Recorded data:
PR #3626, opened 2015-08-17

jwang47:
https://issues.cask.co/browse/CDAP-3419

Output looks like this:

```
Running class co.cask.cdap.data.tools.SimpleHBaseQueueDebugger
SLF4J: Class path contains multiple SLF4J bindings.
SLF4J: Found binding in [jar:file:/opt/cdap/master/lib/ch.qos.logback.logback-classic-1.0.9.jar!/org/slf4j/impl/StaticLoggerBinder.class]
SLF4J: Found binding in [jar:file:/usr/lib/hadoop/lib/slf4j-log4j12-1.7.5.jar!/org/slf4j/impl/StaticLoggerBinder.class]
SLF4J: Found binding in [jar:file:/usr/lib/zookeeper/lib/slf4j-log4j12-1.6.1.jar!/org/slf4j/impl/StaticLoggerBinder.class]
SLF4J: See http://www.slf4j.org/codes.html#multiple_bindings for an explanation.
SLF4J: Actual binding is of type [ch.qos.logback.classic.util.ContextSelectorStaticBinder]
2015-08-19 20:34:04,485 - WARN  [main:c.c.c.c.c.Configuration@570] - security.auth.server.address is deprecated. Instead, use security.auth.server.bind.address
2015-08-19 20:34:04,496 - WARN  [main:c.c.c.c.c.Configuration@570] - security.auth.server.address is deprecated. Instead, use security.auth.server.bind.address
2015-08-19 20:34:05,522 - INFO  [main:c.c.c.c.g.LocationRuntimeModule$HDFSLocationModule@88] - HDFS namespace is /cdap
2015-08-19 20:34:05,742 - WARN  [main:o.a.h.u.NativeCodeLoader@62] - Unable to load native-hadoop library for your platform... using builtin-java classes where applicable
Results for queue queue:///default/WordCount/WordCounter/counter/queue: min tx timestamp: n/a
Results for queue queue:///default/WordCount/WordCounter/splitter/wordArrayOut: min tx timestamp: n/a
Results for queue queue:///default/WordCount/WordCounter/splitter/wordOut: min tx timestamp: n/a
Results for queue queue:///default/PurchaseHistory/PurchaseFlow/reader/queue: min tx timestamp: 1440016236129
Total results for all queues: min tx timestamp: 1440016236129
```

### DIFF
--- a/cdap-master/src/main/java/co/cask/cdap/data/tools/SimpleHBaseQueueDebugger.java
+++ b/cdap-master/src/main/java/co/cask/cdap/data/tools/SimpleHBaseQueueDebugger.java
@@ -1,0 +1,36 @@
+/*
+ * Copyright © 2015 Cask Data, Inc.
+ *
+ * Licensed under the Apache License, Version 2.0 (the "License"); you may not
+ * use this file except in compliance with the License. You may obtain a copy of
+ * the License at
+ *
+ * http://www.apache.org/licenses/LICENSE-2.0
+ *
+ * Unless required by applicable law or agreed to in writing, software
+ * distributed under the License is distributed on an "AS IS" BASIS, WITHOUT
+ * WARRANTIES OR CONDITIONS OF ANY KIND, either express or implied. See the
+ * License for the specific language governing permissions and limitations under
+ * the License.
+ */
+
+package co.cask.cdap.data.tools;
+
+/**
+ * {@link HBaseQueueDebugger} with simple defaults.
+ */
+public class SimpleHBaseQueueDebugger {
+  public static void main(String[] args) throws Exception {
+    if (args.length >= 1 && args[0].equals("help")) {
+      System.out.printf("Displays the minimum transaction time for all events in all queues.\n\n");
+      System.out.printf("Uses HBaseQueueDebugger with the following options:\n");
+      System.out.printf("-D" + HBaseQueueDebugger.PROP_SHOW_PROGRESS + "=false\n");
+      System.out.printf("-D" + HBaseQueueDebugger.PROP_SHOW_TX_TIMESTAMP_ONLY + "=true\n");
+      return;
+    }
+
+    System.setProperty(HBaseQueueDebugger.PROP_SHOW_PROGRESS, "false");
+    System.setProperty(HBaseQueueDebugger.PROP_SHOW_TX_TIMESTAMP_ONLY, "true");
+    HBaseQueueDebugger.main(args);
+  }
+}
--- a/cdap-master/src/main/java/co/cask/cdap/data/tools/HBaseQueueDebugger.java
+++ b/cdap-master/src/main/java/co/cask/cdap/data/tools/HBaseQueueDebugger.java
@@ -17,14 +17,32 @@
 package co.cask.cdap.data.tools;
 
 import co.cask.cdap.api.common.Bytes;
+import co.cask.cdap.api.flow.FlowSpecification;
+import co.cask.cdap.api.flow.FlowletConnection;
+import co.cask.cdap.app.ApplicationSpecification;
+import co.cask.cdap.app.guice.AppFabricServiceRuntimeModule;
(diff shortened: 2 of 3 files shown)


cdap-master/src/main/java/co/cask/cdap/data/tools/SimpleHBaseQueueDebugger.java
```diff
@@ -0,0 +1,28 @@
...
+package co.cask.cdap.data.tools;
+
+/**
+ * {@link HBaseQueueDebugger} with simple defaults.
+ */
+public class SimpleHBaseQueueDebugger {
+  public static void main(String[] args) throws Exception {
+    System.setProperty(HBaseQueueDebugger.PROP_SHOW_PROGRESS, "false");
+    System.setProperty(HBaseQueueDebugger.PROP_SHOW_TX_TIMESTAMP_ONLY, "true");
+    HBaseQueueDebugger.main(args);
```
poornachandra: Just for completeness sake, can you show SimpleHBaseQueueDebugger's help here when args[1] == "help"? Otherwise, we'll be showing HBaseQueueDebugger's help, right?

poornachandra:
I see that `minWritePointer` is initialized to `Long.MAX_VALUE`. What happens if `minWritePointer` never gets updated in `visitRow` method, either because `state == ConsumerEntryState.PROCESSED` or `stateValue == null`? Do we then print out `Long.MAX_VALUE / TxConstants.MAX_TX_PER_MS` as the timestamp?

poornachandra:
Also, why is your sample output having such large timestamps? Is it because of the previous comment?

poornachandra:
Is it easy to suppress the SLF4J messages in the output?

poornachandra:
@jwang47 Few comments, please address them.

jwang47:
Yes, the output Long.MAX timestamps due to initializing to Long.MAX. Will fix this. Also, it's possible to suppress the SLF4J output.

jwang47:
Actually, not sure if it's easy to suppress the SLF4J output here at the moment. We have multiple bindings for SLF4J in the cdap-master classpath, so we'll always have the

```
SLF4J: Class path contains multiple SLF4J bindings.
SLF4J: Found binding in [jar:file:/opt/cdap/master/lib/ch.qos.logback.logback-classic-1.0.9.jar!/org/slf4j/impl/StaticLoggerBinder.class]
SLF4J: Found binding in [jar:file:/usr/lib/hadoop/lib/slf4j-log4j12-1.7.5.jar!/org/slf4j/impl/StaticLoggerBinder.class]
SLF4J: Found binding in [jar:file:/usr/lib/zookeeper/lib/slf4j-log4j12-1.6.1.jar!/org/slf4j/impl/StaticLoggerBinder.class]
SLF4J: See http://www.slf4j.org/codes.html#multiple_bindings for an explanation.
SLF4J: Actual binding is of type [ch.qos.logback.classic.util.ContextSelectorStaticBinder]
```

and

```
2015-08-19 20:34:04,485 - WARN  [main:c.c.c.c.c.Configuration@570] - security.auth.server.address is deprecated. Instead, use security.auth.server.bind.address
2015-08-19 20:34:04,496 - WARN  [main:c.c.c.c.c.Configuration@570] - security.auth.server.address is deprecated. Instead, use security.auth.server.bind.address
```

is due to the cdap-default.xml which we fixed in release/3.2

jwang47:
Updated description with new sample output. Now shows "n/a" instead of Long.MAX if there aren't any timestamps found.

poornachandra:
@jwang47 When n/a is displayed for timestamp, does it mean that this queue consumer did not process any events at all? In such a case it is okay to ignore the consumer while calculating the min time across all consumers?

jwang47:
Right, n/a means the queue has no processed events. In this case, we are effectively ignoring the consumer for calculating min time.

PR #3627, opened 2015-08-17
Correct the spelling of "ZooKeeper".

awholegunch:
In most cases, it should be spelt "ZooKeeper". This corrects it in both the documentation and the application template. It adds Apache ZooKeeper as trademark of the Apache Foundation.

Fixes https://issues.cask.co/browse/CDAP-3375


gokulavasan:
LGTM :+1: Just curious, in what cases should it not be spelt as "ZooKeeper"

awholegunch:
I guess the only other cases are where it should be all lower-case ("zookeeper"), which is usually code or a property name. There are a number of ``Constants.Zookeeper.*``...

awholegunch:
There are classes called ``Zookeeper``, but I have left them unchanged.

gokulavasan:
LGTM :+1: Can you squash all the commits to a single one before merging? Or do you think they all warrant a separate commit?

PR #3628, opened 2015-08-17
Upgrade tool output example and --force option.

awholegunch:
Fix for https://issues.cask.co/browse/CDAP-3403

Adds to the description of the upgrade tool an example output (created with a parsed literal block so that it will use the current CDAP version string) and explains use of the ``--force`` option.

Building at : [Installation#upgrading-an-existing-version](http://docs-staging.cask.co/staging/cdap/3.2.0-SNAPSHOT-feature-3.2_3403_Installation/en/admin-manual/installation/installation.html#upgrading-an-existing-version)


bdmogal:
:+1:

PR #3629, opened 2015-08-18
[CDAP-3142] Remove blue alerts from workflow

elfenheart:
- Remove alerts from no runs workflow (cursor already showing disabled)


ajainarayanan:
:+1: LGTM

Problem description:
Look through the records above for the string "Just", then copy every line that has it.

Worked solution:
poornachandra: Just for completeness sake, can you show SimpleHBaseQueueDebugger's help here when args[1] == "help"? Otherwise, we'll be showing HBaseQueueDebugger's help, right?
LGTM :+1: Just curious, in what cases should it not be spelt as "ZooKeeper"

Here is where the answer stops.